At that same time i was programming games in Basic and C, so i knew i was
going to benefit from it (the majority of kids thought it was a girls'
class... this being an all male school).

Fast forward 30 years i am a happy 100wpm typist. And when I see programmers
struggling to find keys I just wonder how more productive they would be if
they didn't have to think about it.

------
pjc50
The cheap way to do this is to take one of those $5 keyboards that pile up in
every desktop-owning household and a can of car spraypaint. Or at least that's
what a friend of mine did in the 90s. To match the spraypainted tower case.

(Do a test on the underside first; some paint solvents are bad for some
plastics)

------
Jestar342
Blank keys helped me to (touch) type more efficiently, I was already able but
I did find myself often looking at the keyboard anyway so I fancied buying a
Das Keyboard Ultimate (also partly for the geek factor).

I now use a variety of keyboards but often opt for 60% keyboards as I am more
concerned with ergonomics than I am touch typing. I _would_ go for a true
ergonomic keyboard like an Ergodox or Dactyl but they aren't very compatible
with my mobile working and it would be a real pain everytime I hopped onto a
colleagues keyboard or similar (or expected colleagues to use mine).

One thing I am keen to try out and that the OP might want to consider is
Ortholinear keyboards.
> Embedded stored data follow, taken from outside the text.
PR #42, opened 2016-09-30
SubscribeToAll refactor to make it clearer you are subscribing to the start or are continuing.

damianh:
Add new member `IReadonlyStreamStore.SubribeToAllFromStart(...)` and tweak `IReadonlyStreamStore.SubribeToAll(...)` such that it does not take a `long?` but a `long` to which you pass an known position to continue from.


src/SqlStreamStore.AcceptanceTests/SqlStreamStoreAcceptanceTests.Subscriptions.cs
```diff
@@ -107,8 +107,7 @@ public partial class StreamStoreAcceptanceTests
 
                     var receiveMessages = new TaskCompletionSource<StreamMessage>();
                     List<StreamMessage> receivedMessages = new List<StreamMessage>();
-                    using(store.SubscribeToAll(
-                        null,
+                    using(store.SubscribeToAllFromStart(
```
damianh: This replaces `SubscribeToAll(null, ....)` that is tripping people up.

src/SqlStreamStore/IReadonlyStreamStore.cs
```diff
@@ -143,7 +143,28 @@ public interface IReadonlyStreamStore : IDisposable
         ///     An <see cref="IStreamSubscription"/> that represents the subscription. Dispose to stop the subscription.
         /// </returns>
         IAllStreamSubscription SubscribeToAll(
-            long? fromPositionExclusive,
+            long continueAfterPosition,
```
damianh: Hope this makes it more obvious. One can still pass in a `Position.Start` but the parameter clearly states _continueAfter_ meaning you'll skip the first message at position 0.

damianh:
Not taking this approach, going to remain with long? and exclusive subscription.

PR #46, opened 2016-10-27
Subscriptions: Extends callback delegates to include the Subscription instance.

damianh:
Handling a `StreamMessageReceived` or a `SubscriptionDropped` callback will include a reference to the subscription instance.

### DIFF
--- a/src/SqlStreamStore/Subscriptions/AllStreamMessageReceived.cs
+++ b/src/SqlStreamStore/Subscriptions/AllStreamMessageReceived.cs
@@ -4,14 +4,13 @@
     using SqlStreamStore.Streams;
 
     /// <summary>
-    ///       Repesents a delegate that is invoked when a stream messages has been received in a subscription.
+    ///      Repesents a delegate that is invoked when a stream messages has been received in a subscription.
     /// </summary>
     /// <param name="subscription">
     ///      The source subscription.
     /// </param>
     /// <param name="streamMessage">
-    ///     The stream message.
-    /// </param>
+    ///     The stream message.</param>
     /// <returns>A task that represents the asynchronous handling of the stream message.</returns>
-    public delegate Task StreamMessageReceived(IStreamSubscription subscription, StreamMessage streamMessage);
+    public delegate Task AllStreamMessageReceived(IAllStreamSubscription subscription, StreamMessage streamMessage);
 }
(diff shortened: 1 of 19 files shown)


src/SqlStreamStore/Subscriptions/AllStreamMessageReceived.cs
```diff
@@ -0,0 +1,16 @@
...
+    /// <summary>
+    ///      Repesents a delegate that is invoked when a stream messages has been received in a subscription.
+    /// </summary>
+    /// <param name="subscription">
+    ///      The source subscription.
+    /// </param>
+    /// <param name="streamMessage">
+    ///     The stream message.</param>
+    /// <returns>A task that represents the asynchronous handling of the stream message.</returns>
+    public delegate Task AllStreamMessageReceived(IAllStreamSubscription subscription, StreamMessage streamMessage);
```
damianh: @yreynhout Had to add a separate delegate so the right subscription type is passed in the callback.

src/SqlStreamStore/Subscriptions/AllSubscriptionDropped.cs
```diff
@@ -0,0 +1,17 @@
...
+    /// </summary>
+    /// <param name="subscription">
+    ///     The source subscription.
+    /// </param>
+    /// <param name="reason">
+    ///     The subscription dropped reason.</param>
+    /// <param name="exception">
+    ///     The underlying exception that caused the subscription to drop, if one exists.
+    /// </param>
+    public delegate void AllSubscriptionDropped(IAllStreamSubscription subscription, SubscriptionDroppedReason reason, Exception exception = null);
```
damianh: @yreynhout Same for Subscription dropped callback.

yreynhout:
If one disposes a subscription inside the SubscriptionDropped callback, is the callback reentrant at that point? Meaning, we'll be notified again with a different reason (Dispose), correct?

damianh:
@yreynhout No. SubscriptionDropped callback will only ever be raised **once**. https://github.com/damianh/SqlStreamStore/blob/master/src/SqlStreamStore/Subscriptions/StreamSubscription.cs#L222-L225  So if disposed after it's been dropped for some other reason, it _won't_ be raised again 

One of the reasons is that I don't want any concurrent invocations here for different reasons at the same(ish) time.

damianh:
I've add some more info to the xml comments regarding that.

PR #49, opened 2016-11-07
Allow stream message json data to not be prefetched during stream reading.

damianh:
When reading a stream (or all) you may not be interested in the `JsonData` payload of every single message. As there is currently no limit on the size of the `JsonData` payload in the core (limitation is store specific), this PR allows the user to disable prefetching of that JsonData

The key changes are:
 - `IReadOnlyStreamStore.ReadAllForwards()`, `.ReadAllBackwards()`, `.ReadStreamForwards()`, `.ReadStreamBackwards()` all have an additional, optional parameter `prefetchJsonData = true`.
 - `StreamMessage.JsonData {get;}` property has been replaced with a method `Task<string> StreamMessage.GetJsonData()`. When prefetch is turned off this will result will result in a call to the server. 
 - `InMemoryStreamStore` simulates the async nature using a task offload if prefetching is turned off.
 - Prefetching is enabled by default.

Note there is a condition where the message _may_ be deleted between handling a `StreamMessage` instance and calling the `GetJsonData()`. The implementation here is to return a null when that occurs. 

This is a breaking change.


damianh:
Note: I'd like to separately support reads that allow server side of filtering by `StreamMessage.Type` or StreamId prefix.

src/SqlStreamStore/IReadonlyStreamStore.cs
```diff
@@ -18,14 +18,21 @@ public interface IReadonlyStreamStore : IDisposable
...
+        ///     The cancellation instruction.
+        /// </param>
         /// <returns>
         ///     An <see cref="ReadAllPage"/> presenting the result of the read. If all messages read have expired
         ///     then the message collection MAY be empty.
         /// </returns>
         Task<ReadAllPage> ReadAllForwards(
             long fromPositionInclusive,
             int maxCount,
+            bool prefetchData = true,
```
damianh: The additional optional parameter.

src/SqlStreamStore/InMemory/InMemoryStream.cs
```diff
@@ -13,8 +13,8 @@ internal class InMemoryStream
         private readonly GetUtcNow _getUtcNow;
         private readonly Action _onStreamAppended;
         private readonly Func<int> _getNextPosition;
-        private readonly List<InMemoryStreamMessage> _events = new List<InMemoryStreamMessage>();
-        private readonly Dictionary<Guid, InMemoryStreamMessage> _eventsById = new Dictionary<Guid, InMemoryStreamMessage>();
+        private readonly List<InMemoryStreamMessage> _messages = new List<InMemoryStreamMessage>();
```
damianh: Took the opportunity to clean up when I saw it.

damianh:
I should add, one of the other drivers of this was the HTTP API where we want to be able to GET streams with links to individual message json data (as opposed to embedding it).

PR #57, opened 2017-01-03
Improve the paging performance a bit

mihasic:
Skip MaxCount+1 message from being processed

### DIFF
--- a/src/SqlStreamStore.MsSql/MsSqlStreamStore.ReadAll.cs
+++ b/src/SqlStreamStore.MsSql/MsSqlStreamStore.ReadAll.cs
@@ -46,38 +46,45 @@ namespace SqlStreamStore
                             readNext);
                     }
 
-                    long lastOrdinal = 0;
                     while (await reader.ReadAsync(cancellationToken).NotOnCapturedContext())
                     {
-                        var streamId = reader.GetString(0);
-                        var streamVersion = reader.GetInt32(1);
-                        ordinal = reader.GetInt64(2);
-                        var eventId = reader.GetGuid(3);
-                        var created = reader.GetDateTime(4);
-                        var type = reader.GetString(5);
-                        var jsonMetadata = reader.GetString(6);
-
-                        Func<CancellationToken, Task<string>> getJsonData;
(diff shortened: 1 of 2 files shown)


damianh:
Thanks for the PR @mihasic . Can you comment in the `Files Changed` the specific area that was modified? I think indent change has mark too many lines as changed.

src/SqlStreamStore.MsSql/MsSqlStreamStore.ReadAll.cs
```diff
@@ -46,38 +46,45 @@ public partial class MsSqlStreamStore
...
-                        var streamVersion = reader.GetInt32(1);
-                        ordinal = reader.GetInt64(2);
-                        var eventId = reader.GetGuid(3);
-                        var created = reader.GetDateTime(4);
-                        var type = reader.GetString(5);
-                        var jsonMetadata = reader.GetString(6);
-
-                        Func<CancellationToken, Task<string>> getJsonData;
-                        if (prefetch)
+                        if(messages.Count == maxCount)
```
mihasic: Wrapped internals of loop in this if... else. Basically, last n+1 message is not fully read, but replaced with default(...)

src/SqlStreamStore.MsSql/MsSqlStreamStore.ReadStream.cs
```diff
@@ -115,34 +115,42 @@ public partial class MsSqlStreamStore
...
-                        var streamVersion1 = reader.GetInt32(0);
-                        var ordinal = reader.GetInt64(1);
-                        var eventId = reader.GetGuid(2);
-                        var created = reader.GetDateTime(3);
-                        var type = reader.GetString(4);
-                        var jsonMetadata = reader.GetString(5);
-
-                        Func<CancellationToken, Task<string>> getJsonData;
-                        if(prefetch)
+                        if(messages.Count == count)
```
mihasic: Same here

damianh: Ok, cheers!

PR #58, opened 2017-01-17
Append result verification

yreynhout:
Added placeholder tests that verify the result of the append behavior and the future NextExpectedVersion. The tests involving `ExpectedVersion.Any` are broken for MsSql (but not in memory) because those do not return the actual `CurrentVersion`, but `-1` instead. I favored making copies of the idempotency tests instead of mutating them (something you may want to rollback due to test explosion).

OT: Also fixed a few typo's in test names.


damianh:
Tests fixed in https://github.com/damianh/SqlStreamStore/commit/bc2b8bf1920ad06f39e61e6fd26884dce839c48f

That diagram color coding the keys for fingers is a
perfect demonstration of why non-linear keyboards are not best suited for our
hands.

------
emodendroket
Great if it worked but you don't need hundreds of dollars of special equipment
to learn to touch-type.

------
segmondy
I suppose they don't teach typing anymore. When I was in high school, the
typing class was a prerequisite before one could take any computer classes. I
was very miserable in that class since I just wanted to play with computers,
very grateful I got to take that class. If you can't type without looking at
your fingers, it's really worth the investment of taking a few months to learn
to type. As a benefit, I suppose good finger placements helps with a relaxed
hand. I have been using the computer daily for 25yrs with the crappiest and
cheapest keyboard one could find and don't have the problem of thumb and
finger pains that seems to plague my peers.

------
dkarl
You can also cut small pieces from the sticky end of Post-It notes to cover
the letters on your keyboard. You'll have to replace a few along the way, but
you'll be touch-typing soon enough. You don't need a durable solution.

------
implicit
I switched to the Dvorak keyboard layout sometime in the early 00s.

I've never owned a keyboard that was actually physically labelled for Dvorak,
so I _cannot_ type if I can see my fingers. The lies printed on the keycaps
throw me off every time. :)

------
sawaruna
Buying an HHKB and typing 70-90 WPM does not make one an "Expert Typist"

------
dvfjsdhgfv
If you really care about entering large amounts of text into a computer
quickly, dictation is the way to go. If you care more about quality rather
than quantity (e.g. when coding), speed doesn't matter that much.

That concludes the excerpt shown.